Христианство теперь (400 г.) почти полностью восторжествовало на Востоке. В Египте коренные христиане, или копты,* составляли уже большинство населения, поддерживая сотни церквей и монастырей. Девяносто египетских епископов признавали власть патриарха в Александрии, который почти соперничал с властью фараонов и Птолемеев. Некоторые из этих патриархов были церковными политиками не самого приятного типа, как, например, Феофил, который сжег дотла языческий храм и библиотеку Сераписа (389 г.). Более приятен скромный епископ Птолемаиса Синезий.
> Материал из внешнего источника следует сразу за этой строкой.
PR #871, opened 2021-02-06
Reduce import cycles and linting

yagebu:
In a lot of places, imports where done within methods and functions instead of at the top level. This makes static analysis harder and might lead to import failures at run time in the worst case. Moving imports to the top level highlights any problematic cycles. I've split up some of the existing modules like `lektor.environment` to allow the imports to happen without any cycles.

I've also enabled some more pylint rules and fixed current offending pieces of code. All the changes in this PR are trivial refactors and moving of code.


dairiki:
Forgive the following opinion of this grumpy old fart:

Please consider that when these style-only-refactors-that-touch-every-bit-of-code are made it causes friction in a number of ways.  Outstanding branches, patches, pull-requests etc. no longer apply cleanly.  It makes it much harder to follow the history of the code (e.g. git blame doesn't work so well, and the commit log is just noisy.)

When changes like this are committed every few months (see #823), these disadvantages are compounded.

Lektor is in production use by many.  Some have their own custom patches that they maintain.  Stability is a feature as well.

dairiki:
The shuffling of the lektor.types package breaks [lektor-rst](https://github.com/fschulze/lektor-rst) (as well as probably any other plugins which implement their own lektor data types) where it does an ``from lektor.types import Type``.

Similarly one of my own local private plugins is broken where it does a `from lektor.environment import Expression`.  (Same for `from lektor.environment import FormatExpression`.)

yagebu:
I wouldn't really call most of the changes here "style-only-refactors-that-touch-every-bit-of-code" (parts definitely are). Import cycles have led to bugs in the past and generally make this code hard to reason about. And without tools like `black`, the code would be much harder to maintain.

> Lektor is in production use by many. Some have their own custom patches that they maintain. Stability is a feature as well.

I hear you. I don't think it's currently really feasible to both keep Lektor stable by fixing bugs without some churn in the code base. Are these custom patches things that might benefit the wider community? If so, please do submit them as PRs so that they can be maintained in sync with the rest of Lektor. If not, maybe they can be separated out more as separate packages instead of patches so that they don't rely on the code of Lektor line-for-line?

>The shuffling of the lektor.types package breaks lektor-rst (as well as probably any other plugins which implement their own lektor data types) where it does an from lektor.types import Type.

Good catch. I'll go over this code and ensure that these objects are reexported.

PR #876, opened 2021-02-07
Ctrl+e/Meta+e keyboard shortcuts for the edit page.

yagebu:
There's already a couple of keyboard shortcuts, and having one to switch between the edit page seems useful. Control+e seems to be a rather unproblematic choice. This PR supersedes #579 to implement this.

In the process I've refactored the current code to handle keyboard shortcuts to make it easier to implement more in the future. I ended up adding a new component for an `<a>` that should be associated with a keyboard shortcut, so the refactorings to change two components from classes to function components are somewhat unrelated since no use of hooks in them was actually needed.

### DIFF
--- a/lektor/admin/static/js/components/LinkWithHotkey.tsx
+++ b/lektor/admin/static/js/components/LinkWithHotkey.tsx
@@ -1,0 +1,55 @@
+import React, { MutableRefObject, ReactNode, useEffect, useRef } from "react";
+import { NavLink } from "react-router-dom";
+import { getKey, KeyboardShortcut, keyboardShortcutHandler } from "../utils";
+
+/**
+ * React hook to add a global keyboard shortcut for the given
+ * key for the lifetime of the component.
+ */
+function useKeyboardShortcut(
+  key: KeyboardShortcut,
+  action: (ev: KeyboardEvent) => void
+): void {
+  useEffect(() => {
+    const handler = keyboardShortcutHandler(key, action);
+    window.addEventListener("keydown", handler);
+    return () => window.removeEventListener("keydown", handler);
+  }, []);
+}
+
+/**
+ * Add a global keyboard shortcut for the given key and simulate
+ * a click on the ref'ed element.
+ */
+function useKeyboardShortcutRef<T extends HTMLElement>(
+  key: KeyboardShortcut
+): MutableRefObject<T | null> {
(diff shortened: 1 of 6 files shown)


dwt:
Thanks for picking up my slack!

lektor/admin/static/js/components/LinkWithKey.tsx
```diff
@@ -0,0 +1,55 @@
...
+  key: KeyboardShortcut
+): MutableRefObject<T | null> {
+  const el = useRef<T | null>(null);
+  useKeyboardShortcut(key, () => {
+    el.current?.click();
+  });
+  return el;
+}
+
+export default function LinkWithKey(props: {
```
runfalk: Couldn't we just add an optional `keyboardShortcut` optional prop to `Link` (seems to be `LektorLink` on master)? This seems to be a verbatim copy of that one pretty much.

If you'd like to keep this as a separate function, may I suggest changing the name to `LinkWithHotkey` to make it clearer that we're talking about a keyboard shortcut?

I think it'd also be nice if the keyboard shortcut was displayed on hover or something, to aid discoverability.

runfalk (commented):
Nice one. I only had one minor comment.

lektor/admin/static/js/components/LinkWithKey.tsx
yagebu: > Couldn't we just add an optional keyboardShortcut optional prop to Link (seems to be LektorLink on master)? This seems to be a verbatim copy of that one pretty much.

There's two reasons for having this as a separate component:

1. While this currently only has one additional prop, we might want to require additional props for this component at some later point like additional information to put into the `title` attribute. Typing this would be cumbersome, so I think it's better to have a little duplication here.
2. Since we cannot conditionally call hooks, we'd either wastefully attach the global event listener for every `Link` or we'd need some more logic inside `useEffect` to only conditionally attach/detach the event listener (which would also have to consider the case that the component just switched from having a keyboard shortcut to not having one or vice-versa).

I'll rename the component to `LinkWithHotkey` :+1:

> I think it'd also be nice if the keyboard shortcut was displayed on hover or something, to aid discoverability.

That's already implemented via the `title` attribute.

runfalk: Sweet, I'm happy with that.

Он родился в Киринее (ок. 365 г.), изучал математику и философию в Александрии у Гипатии; до конца жизни он оставался ее преданным другом, называя ее «истинной выразительницей истинной философии». Он посетил Афины и утвердился там в своем язычестве; но в 403 году он женился на христианке и галантно принял христианство; ему показалось простой любезностью превратить свое неоплатоническое триединство Единого, Нуса и Души в Отца, Духа и Сына.45 Он написал множество восхитительных писем и несколько незначительных философских работ, из которых сегодня ни одна не представляет ценности, кроме эссе «В похвалу лысине». В 410 году Феофил предложил ему епископство Птолемаиса. Теперь он был деревенским джентльменом, у которого было больше денег, чем амбиций; он протестовал, что не годится, что он не верит в воскресение тела (как того требовал Никейский Символ веры), что он женат и не намерен бросать свою жену. Феофил, для которого догмы были инструментом, подмигнул на эти ошибки и преобразовал Синезия в епископа прежде, чем философ смог принять решение. Характерно, что его последнее письмо было адресовано Ипатии, а последняя молитва — Христу.46
В Сирии от языческих храмов избавились по примеру Феофила. Императорские эдикты предписывали их закрыть; оставшиеся в живых язычники сопротивлялись, но смирились с поражением, заметив, с каким безразличием их боги приняли уничтожение. У азиатского христианства были более здравомыслящие лидеры, чем египетские.* За короткую пятидесятилетнюю жизнь (329?-379) великий Василий учился риторике у Либания в Константинополе, изучал философию в Афинах, посещал анхоритов Египта и Сирии и отверг их интровертный аскетизм; стал епископом Кесарии Каппадокийской, организовал христианство в своей стране, пересмотрел его ритуалы, ввел самообеспечивающееся ценобитное монашество и составил монашеские правила, которыми до сих пор руководствуются монастыри греко-славянского мира. Он советовал своим последователям избегать театральной суровости египетских анхоритов, а служить Богу, здоровью и здравомыслию полезным трудом; возделывание полей, по его мнению, было прекрасной молитвой. И по сей день христианский Восток признает его выдающееся влияние.